Warum der Friedensnobelpreis für die EU gerechtfertigt ist


Das Nobelpreiskomitee hat heute bekannt gegeben den Friedensnobelpreis in diesem Jahr an dieEuropäische Union zu vergeben. Eine ungewöhnliche Wahl. Wie schon bei der Vergabe des Friedensnobelpreises an Barack Obama vor drei Jahren gab es sofort in diversen Blogs, Kommentaren, auf Twitter und Facebook wahre Entrüstungsstürme. Auf der anderen Seite feierten sich die Staatschefs und die EU-Beamten selber.

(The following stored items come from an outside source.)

PR #11785, opened 2025-10-07
fix: modify annotations to improve openapi spec file generated

Skraye:
Related to https://github.com/kestra-io/kestra-ee/pull/5374


AcevedoR (approved):
LGTM, it could be worth to quickly check that frontend autocompletion and editor still works

PR #11814, opened 2025-10-07
fix: artifact-filename-validation

### LINKED ISSUE #10802: Artifacts with spaces or Unicode in filenames fail with IllegalArgumentException
### Describe the issue

When using spaces or unicode in output filename an IllegalArgumentException is thrown

Reproduction Steps

- Run docker start command
` docker run --pull=always --rm -it -p 8080:8080 --user=root -v /var/run/docker.sock:/var/run/docker.sock -v /tmp:/tmp kestra/kestra:latest server local`
- Navigate to http://localhost:8080/
- Click on Flows
- Click on create
- Enter the following flow
`id: unicode_and_space
namespace: company.team
tasks:
  - id: write_weird_names
    script: |
      echo ok > "with space.txt"
      echo สวัสดี > "สวัสดี.txt"
    outputFiles:
      - "with space.txt"
      - "สวัสดี.txt"`

- Click on Save
- Click on Execute

Expected Behaviour

- Both files appear in Outputs, downloadable as artifacts.
- Storage paths handle spaces and Unicode (escaped or encoded as needed).

Actual Behaviour

- Execution fails with
-`java.lang.IllegalArgumentException: Illegal character in path … with space.txt
`

### Environment

- Kestra Version: develop

hemantmm:
closes: #10802

✅ Fixed handling of output files with spaces and Unicode characters in filenames.
✅ Updated FilesService.`resolveUniqueNameForFile` to generate safe, unique names while preserving original filenames
✅ Ensured output artifacts are downloadable and storage paths handle special characters correctly.

---

Fix:

Updated `/core/src/main/java/io/kestra/core/runners/FilesService.java`:

- Uses only the filename for hashing, preserving spaces and Unicode.
- Generates a unique, URL-safe ID for each output file.
- Ensures output files with special characters are uploaded and retrievable.

Example:

Before:

- Output with "with space.txt" or "สวัสดี.txt" failed with IllegalArgumentException.

After:

- Output files with spaces or Unicode are handled and downloadable as artifacts.


loicmathieu:
@hemantmm test is still failing

hemantmm:
> @hemantmm test is still failing

Will try to fix it

hemantmm:
@loicmathieu, tried it, but still the test fails.

Could you help me figure out the issue?

hemantmm:
> @hemantmm test is still failing

@loicmathieu, I have fixed the failing test.

core/src/main/java/io/kestra/core/runners/FilesService.java
```diff
@@ -82,6 +82,12 @@ public static Map<String, URI> outputFiles(RunContext runContext, List<String> o
     }
 
     private static String resolveUniqueNameForFile(final Path path) {
-        return IdUtils.from(path.toString()) + "-" + path.toFile().getName();
+        String filename = path.getFileName().toString();
+        
+        String uniqueId = IdUtils.create();
```
loicmathieu: Why are you adding a unique ID in front of the path?
Would it be possible to use as before only the path and endode the name part?

loicmathieu (changes requested):

core/src/main/java/io/kestra/core/runners/FilesService.java
hemantmm: Thanks for catching that — I’ve updated the method to only URL-encode the filename and use a deterministic prefix from `IdUtils.from(path.toString())` to preserve uniqueness across directories.

loicmathieu (approved):
LGTM, thanks

PR #12044, opened 2025-10-15
fix(security): do not load OSS BasicAuthService in EE

AcevedoR:
BasicAuthService was loaded by mistake in EE, and it was changed recently in OSS to persist different data


nkwiatkowski (approved):
LGTM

Eine der Begründungen des Nobelpreiskomitees ist, dass die EU maßgeblich zum Frieden derletzten 60 Jahre in Europa beigetragen habe. Vermutlich steckt hinter der Vergabe des Preises ein wenig mehr.

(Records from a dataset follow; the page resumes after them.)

PR #12047, opened 2025-10-15
fix(flows): allow using OSS CLI to validate EE flows

AcevedoR:
- fixes https://github.com/kestra-io/kestra-ee/issues/5455


Skraye (approved):
LGTM

PR #12052, opened 2025-10-15
fix(core): prevent follow endpoint from sending events for invalid executionId

KarthikReddyMaru:
This PR ensures that the /follow SSE endpoint sends the **start event only when the execution id exists**, and returns an appropriate error otherwise.
This prevents invalid execution IDs from triggering partial or hanging responses.

closes kestra-io/kestra-ee#5461

**What changes are being made and why?**

The followExecution endpoint was sending a **start event even when the provided executionId did not exist**, which caused confusing behaviour:

	•	Browser kept loading with no visible error
	•	Curl showed partial data and then terminated with

`curl: (18) transfer closed with outstanding read data remaining`

This happened because the start event was emitted **before** checking if the execution actually existed.
The change moves the start event emission **after** the existence check to ensure a proper error response when the execution is invalid.

⸻

**How the changes have been QAed?**

**Before (Invalid Execution ID):**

Betrachtet man die Vergabe der Friedensnobelpreise in den letzten Jahren etwas genauer wird eines sehr schnell klar: Der Preis wird nicht wie bei einem Wissenschaftsnobelpreis für ein Lebenswerk verteilt, sondern zur Unterstützung einer aktuellen politischen Situation. Bei Barack Obama wurde diese Haltung des Nobelpreiskomitees am deutlichsten, hatte der frisch gebackene US-Amerikanische Präsident doch noch gar keine Chance irgendwas zu bewirken. Das Nobelpreiskomitee drückt damit indirekt eine politische Haltung aus. Es unterstützt diese Person oder Institution. Auf der anderen Seite wächst auch der Druck auf die Person/Institution, die in sie hoch gesteckten Erwartungen zu erfüllen. Man kann das gut finden oder auch nicht. Ich finde das gut, denn man kann Persönlichkeiten feiern, die irgendwann mal was für den Frieden getan haben oder man kann Personen und Institutionen bestärken ihren aktuellen Kampf für den Frieden weiter zu führen. Beides hat seine Berechtigung.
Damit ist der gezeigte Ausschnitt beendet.